§ **HOW TO COMPLETE THIS TASK**
Find every line in the records below that holds the word "else" and copy it.

§ **GIVEN RECORDS**
>>>>>

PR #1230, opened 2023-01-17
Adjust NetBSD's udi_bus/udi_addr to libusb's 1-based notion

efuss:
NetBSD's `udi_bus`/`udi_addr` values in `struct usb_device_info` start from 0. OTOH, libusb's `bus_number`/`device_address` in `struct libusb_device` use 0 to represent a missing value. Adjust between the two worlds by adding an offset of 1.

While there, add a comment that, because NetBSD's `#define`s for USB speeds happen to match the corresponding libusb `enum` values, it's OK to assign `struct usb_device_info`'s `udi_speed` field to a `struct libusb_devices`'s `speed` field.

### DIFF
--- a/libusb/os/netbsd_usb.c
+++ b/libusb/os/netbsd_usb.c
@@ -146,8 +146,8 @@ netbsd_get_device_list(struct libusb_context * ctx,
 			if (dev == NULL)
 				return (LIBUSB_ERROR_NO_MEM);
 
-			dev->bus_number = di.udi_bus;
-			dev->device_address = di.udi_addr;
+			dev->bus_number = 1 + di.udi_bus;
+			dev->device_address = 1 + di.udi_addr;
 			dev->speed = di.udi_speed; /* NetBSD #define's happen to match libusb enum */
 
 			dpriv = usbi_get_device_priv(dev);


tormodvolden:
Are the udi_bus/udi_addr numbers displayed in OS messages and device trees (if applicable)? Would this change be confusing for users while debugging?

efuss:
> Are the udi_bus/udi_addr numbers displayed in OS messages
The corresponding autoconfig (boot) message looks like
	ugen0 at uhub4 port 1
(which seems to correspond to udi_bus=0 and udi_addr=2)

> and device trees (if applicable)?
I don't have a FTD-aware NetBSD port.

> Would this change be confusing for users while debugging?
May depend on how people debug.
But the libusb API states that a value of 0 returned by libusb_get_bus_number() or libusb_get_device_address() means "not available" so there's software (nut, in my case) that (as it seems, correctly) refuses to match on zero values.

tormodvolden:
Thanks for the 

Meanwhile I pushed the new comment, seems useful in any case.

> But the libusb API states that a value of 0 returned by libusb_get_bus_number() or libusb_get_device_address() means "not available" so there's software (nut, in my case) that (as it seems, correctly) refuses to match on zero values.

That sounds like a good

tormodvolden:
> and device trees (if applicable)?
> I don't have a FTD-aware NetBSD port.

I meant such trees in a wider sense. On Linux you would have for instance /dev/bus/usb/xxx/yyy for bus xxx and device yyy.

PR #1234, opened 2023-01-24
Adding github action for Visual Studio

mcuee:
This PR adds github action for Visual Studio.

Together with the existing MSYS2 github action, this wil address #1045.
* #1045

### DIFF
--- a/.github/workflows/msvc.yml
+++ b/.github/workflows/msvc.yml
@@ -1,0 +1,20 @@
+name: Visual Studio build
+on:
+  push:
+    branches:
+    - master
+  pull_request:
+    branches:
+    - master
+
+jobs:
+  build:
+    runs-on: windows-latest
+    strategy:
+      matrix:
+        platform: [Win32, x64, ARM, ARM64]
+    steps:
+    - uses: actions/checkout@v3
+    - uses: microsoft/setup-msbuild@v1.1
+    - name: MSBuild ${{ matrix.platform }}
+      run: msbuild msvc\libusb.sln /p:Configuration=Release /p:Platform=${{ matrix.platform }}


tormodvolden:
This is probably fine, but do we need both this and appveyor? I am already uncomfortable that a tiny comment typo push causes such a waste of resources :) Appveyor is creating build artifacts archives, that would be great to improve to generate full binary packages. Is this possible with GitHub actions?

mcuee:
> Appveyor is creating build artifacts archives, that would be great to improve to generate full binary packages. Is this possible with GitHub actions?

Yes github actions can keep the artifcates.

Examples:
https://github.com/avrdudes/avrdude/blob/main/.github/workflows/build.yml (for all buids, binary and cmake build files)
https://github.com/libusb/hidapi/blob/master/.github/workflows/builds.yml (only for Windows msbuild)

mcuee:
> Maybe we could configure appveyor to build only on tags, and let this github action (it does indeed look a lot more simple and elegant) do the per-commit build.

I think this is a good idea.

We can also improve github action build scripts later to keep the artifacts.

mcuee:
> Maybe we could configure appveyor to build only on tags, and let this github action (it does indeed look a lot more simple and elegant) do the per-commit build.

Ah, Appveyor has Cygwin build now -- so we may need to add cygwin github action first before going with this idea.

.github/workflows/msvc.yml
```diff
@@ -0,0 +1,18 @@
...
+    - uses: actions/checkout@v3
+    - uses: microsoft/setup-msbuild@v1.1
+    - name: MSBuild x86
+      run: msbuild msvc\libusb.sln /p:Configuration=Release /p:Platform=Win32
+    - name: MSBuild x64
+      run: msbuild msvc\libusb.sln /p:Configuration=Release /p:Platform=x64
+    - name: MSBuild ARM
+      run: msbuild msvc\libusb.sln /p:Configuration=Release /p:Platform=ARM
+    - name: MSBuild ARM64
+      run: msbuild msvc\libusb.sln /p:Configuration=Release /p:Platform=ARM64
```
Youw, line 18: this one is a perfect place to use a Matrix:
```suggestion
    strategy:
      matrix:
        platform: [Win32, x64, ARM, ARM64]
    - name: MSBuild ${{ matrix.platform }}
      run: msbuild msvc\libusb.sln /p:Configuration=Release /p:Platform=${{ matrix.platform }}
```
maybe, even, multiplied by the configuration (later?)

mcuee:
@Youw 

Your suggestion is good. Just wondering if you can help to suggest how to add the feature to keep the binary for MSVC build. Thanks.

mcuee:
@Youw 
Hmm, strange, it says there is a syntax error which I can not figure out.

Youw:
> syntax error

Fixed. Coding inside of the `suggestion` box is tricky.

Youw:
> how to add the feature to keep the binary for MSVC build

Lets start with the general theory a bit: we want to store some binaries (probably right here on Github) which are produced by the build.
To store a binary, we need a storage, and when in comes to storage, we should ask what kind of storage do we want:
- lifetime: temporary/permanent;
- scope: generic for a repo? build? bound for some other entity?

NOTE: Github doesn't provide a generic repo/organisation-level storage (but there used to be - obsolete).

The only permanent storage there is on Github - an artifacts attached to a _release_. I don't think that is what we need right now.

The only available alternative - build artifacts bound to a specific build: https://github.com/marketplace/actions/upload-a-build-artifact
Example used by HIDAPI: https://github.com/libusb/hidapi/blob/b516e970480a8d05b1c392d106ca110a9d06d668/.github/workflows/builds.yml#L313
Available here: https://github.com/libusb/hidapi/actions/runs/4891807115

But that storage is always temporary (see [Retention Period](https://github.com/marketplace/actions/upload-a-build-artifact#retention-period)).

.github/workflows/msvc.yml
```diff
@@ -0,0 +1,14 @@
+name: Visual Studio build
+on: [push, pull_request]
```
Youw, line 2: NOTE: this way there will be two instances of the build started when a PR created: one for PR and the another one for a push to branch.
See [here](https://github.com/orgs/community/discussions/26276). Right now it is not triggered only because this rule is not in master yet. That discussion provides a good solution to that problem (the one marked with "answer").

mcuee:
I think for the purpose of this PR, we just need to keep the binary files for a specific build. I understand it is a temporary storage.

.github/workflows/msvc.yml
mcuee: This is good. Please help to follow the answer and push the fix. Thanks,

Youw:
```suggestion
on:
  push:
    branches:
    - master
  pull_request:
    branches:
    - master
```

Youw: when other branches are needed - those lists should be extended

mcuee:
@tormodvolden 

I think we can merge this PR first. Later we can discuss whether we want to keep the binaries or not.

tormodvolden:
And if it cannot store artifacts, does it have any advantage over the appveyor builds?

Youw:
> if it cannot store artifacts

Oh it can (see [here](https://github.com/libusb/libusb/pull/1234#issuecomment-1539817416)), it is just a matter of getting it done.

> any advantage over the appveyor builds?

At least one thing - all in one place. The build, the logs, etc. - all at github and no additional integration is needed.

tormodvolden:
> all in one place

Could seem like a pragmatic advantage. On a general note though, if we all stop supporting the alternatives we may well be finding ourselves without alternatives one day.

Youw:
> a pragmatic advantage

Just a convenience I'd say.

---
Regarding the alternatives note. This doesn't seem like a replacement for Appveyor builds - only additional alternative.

<<<<<
>>>>>

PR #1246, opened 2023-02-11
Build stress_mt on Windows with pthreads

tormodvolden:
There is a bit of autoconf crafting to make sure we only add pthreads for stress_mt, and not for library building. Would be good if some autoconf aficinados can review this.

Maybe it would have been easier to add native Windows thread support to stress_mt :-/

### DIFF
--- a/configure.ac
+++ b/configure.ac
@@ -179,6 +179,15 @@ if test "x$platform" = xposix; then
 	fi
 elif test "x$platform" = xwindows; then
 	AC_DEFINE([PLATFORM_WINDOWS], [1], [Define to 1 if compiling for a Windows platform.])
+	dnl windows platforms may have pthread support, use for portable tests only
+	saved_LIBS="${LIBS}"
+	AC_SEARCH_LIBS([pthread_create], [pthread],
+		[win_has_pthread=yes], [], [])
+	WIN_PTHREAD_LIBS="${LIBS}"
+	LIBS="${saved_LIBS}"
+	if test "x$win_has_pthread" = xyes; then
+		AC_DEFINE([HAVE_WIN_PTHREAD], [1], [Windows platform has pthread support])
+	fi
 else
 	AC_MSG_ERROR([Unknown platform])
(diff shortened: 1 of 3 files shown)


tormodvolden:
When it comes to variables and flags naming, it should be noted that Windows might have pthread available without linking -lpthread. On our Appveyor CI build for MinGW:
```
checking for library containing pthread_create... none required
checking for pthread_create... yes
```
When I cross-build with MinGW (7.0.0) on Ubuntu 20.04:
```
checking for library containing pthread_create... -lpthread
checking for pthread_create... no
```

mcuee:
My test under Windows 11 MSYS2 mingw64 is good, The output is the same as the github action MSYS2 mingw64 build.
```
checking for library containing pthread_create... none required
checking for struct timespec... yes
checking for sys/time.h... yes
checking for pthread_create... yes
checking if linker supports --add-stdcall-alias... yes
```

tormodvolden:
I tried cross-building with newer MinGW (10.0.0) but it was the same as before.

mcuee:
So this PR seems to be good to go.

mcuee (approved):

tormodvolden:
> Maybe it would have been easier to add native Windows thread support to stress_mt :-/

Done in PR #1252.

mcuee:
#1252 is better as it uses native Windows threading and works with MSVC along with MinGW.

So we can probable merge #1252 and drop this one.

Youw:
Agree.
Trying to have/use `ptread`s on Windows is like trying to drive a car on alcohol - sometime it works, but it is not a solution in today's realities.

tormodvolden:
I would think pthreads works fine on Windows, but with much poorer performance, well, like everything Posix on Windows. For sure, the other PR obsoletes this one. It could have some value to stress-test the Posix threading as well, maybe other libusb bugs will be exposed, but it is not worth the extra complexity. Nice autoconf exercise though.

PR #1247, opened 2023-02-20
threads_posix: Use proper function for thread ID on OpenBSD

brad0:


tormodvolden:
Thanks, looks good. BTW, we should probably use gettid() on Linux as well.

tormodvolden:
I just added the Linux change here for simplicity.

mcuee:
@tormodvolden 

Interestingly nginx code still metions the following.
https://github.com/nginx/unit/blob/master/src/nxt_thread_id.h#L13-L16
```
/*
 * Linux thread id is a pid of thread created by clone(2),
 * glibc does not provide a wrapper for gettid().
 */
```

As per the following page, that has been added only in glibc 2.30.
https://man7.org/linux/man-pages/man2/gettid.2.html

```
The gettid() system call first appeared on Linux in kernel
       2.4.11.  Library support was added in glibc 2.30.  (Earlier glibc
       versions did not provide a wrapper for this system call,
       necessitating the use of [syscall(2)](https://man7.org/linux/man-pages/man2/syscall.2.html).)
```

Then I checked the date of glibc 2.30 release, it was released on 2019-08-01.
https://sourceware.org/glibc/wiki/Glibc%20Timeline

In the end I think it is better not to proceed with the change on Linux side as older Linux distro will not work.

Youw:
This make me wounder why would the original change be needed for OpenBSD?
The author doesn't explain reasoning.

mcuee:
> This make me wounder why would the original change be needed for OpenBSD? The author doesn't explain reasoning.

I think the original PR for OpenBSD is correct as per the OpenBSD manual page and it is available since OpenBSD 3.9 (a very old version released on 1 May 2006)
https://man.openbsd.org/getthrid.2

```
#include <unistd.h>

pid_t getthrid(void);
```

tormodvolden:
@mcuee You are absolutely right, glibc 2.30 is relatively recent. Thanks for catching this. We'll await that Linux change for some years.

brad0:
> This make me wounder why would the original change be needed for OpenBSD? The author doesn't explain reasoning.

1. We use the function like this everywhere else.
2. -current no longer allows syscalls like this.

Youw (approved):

<<<<<

§ **SOLUTION TO THIS EXERCISE**
 else
1. We use the function like this everywhere else.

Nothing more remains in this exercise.